:: TASK ITEM ::
What lines of the data below hold the string "configured"? Copy each one out.

---------- DATA UNDER STUDY

PR #2920, opened 2021-11-06
ci(workflow): add 'yarn' cache to setup-node workflows and remove unn…

oscard0m:
Context: https://github.com/blitz-js/blitz/pull/2837

### DIFF
--- a/.github/workflows/main.yml
+++ b/.github/workflows/main.yml
@@ -20,19 +20,7 @@ jobs:
         uses: actions/setup-node@v2
         with:
           node-version: "14"
-      - name: Get yarn cache directory path
-        id: yarn-cache-dir-path
-        run: echo "::set-output name=dir::$(yarn cache dir)"
-      - name: Cache node_modules
-        id: yarn-cache
-        uses: actions/cache@v2
-        with:
-          path: |
-            ${{ steps.yarn-cache-dir-path.outputs.dir }}
-            **/node_modules
-          key: ${{ runner.os }}-${{ runner.node_version}}-yarn-v13-${{ hashFiles('yarn.lock') }}
-          restore-keys: |
-            ${{ runner.os }}-${{ runner.node_version}}-yarn-v13-
+          cache: yarn
       - name: Install dependencies
         run: yarn install --frozen-lockfile --silent
         env:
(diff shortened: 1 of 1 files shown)


oscard0m:
Applied changes required in https://github.com/blitz-js/blitz/pull/2837#issuecomment-942055008

Regarding the improvements, I would not expect any further improvements since `actions/setup-node` with `cache` option uses `actions/cache` internally. I would say this is an abstraction which simplifies workflow's code but it should stay the same.

Resources:
- Here you can read more about `setup-node`'s team goals when added this feature: https://github.com/actions/setup-node/issues/271
- Here you can read an explanation on how `setup-node's` cache option is working: https://github.com/actions/setup-node#caching-packages-dependencies

flybayer:
Thanks! This change looks good, except I'm not sure it it's working or configured properly.

As you can see in the screenshot here from the CI run, the cache is being restored **after** yarn install. Know how to fix?

image

oscard0m:
> Thanks! This change looks good, except I'm not sure it it's working or configured properly.
> 
> As you can see in the screenshot here from the CI run, the cache is being restored **after** yarn install. Know how to fix?
> 
> image

Good point. I didn't notice there were jobs depending on `build-linux` job so, in my understanding, we can get rid of the step `actions/cache` in those.

.github/workflows/main.yml
```diff
@@ -280,12 +201,6 @@ jobs:
       matrix:
         group: [1, 2, 3, 4, 5, 6, 7, 8, 9, 10, 11, 12, 13, 14, 15, 16, 17, 18, 19, 20]
     steps:
-      - uses: actions/cache@v2
-        id: restore-build
-        with:
-          path: ./*
-          key: ${{ runner.os }}-${{ github.sha }}
```
flybayer, line 287: we can't remove this section from the jobs because it restores the actual built packages which are needed for the tests

oscard0m: Good catch @flybayer! The moment you need to use `actions/cache` for other jobs (like the one you pointed for the `test` jobs) I think it makes the migration to `actions/setup-node`'s `cache` option not worth it. `setup-node` uses `actions/cache` internally when enabling `cache` option.

Unless you see a clean way to use `cache` option in `setup-node` and test jobs can use packages from that cache folder (the default one), we should close this issue.

What do you think @flybayer

beerose: > Unless you see a clean way to use cache option in setup-node and test jobs can use packages from that cache folder (the default one), we should close this issue.

Yeah, I think that makes sense to close it. Thanks for your effort though, we appreciate you looking into this!

beerose:
Closing because of https://github.com/blitz-js/blitz/pull/2920#discussion_r758320999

--------------------

:: RESULT ::
Thanks! This change looks good, except I'm not sure it it's working or configured properly.
> Thanks! This change looks good, except I'm not sure it it's working or configured properly.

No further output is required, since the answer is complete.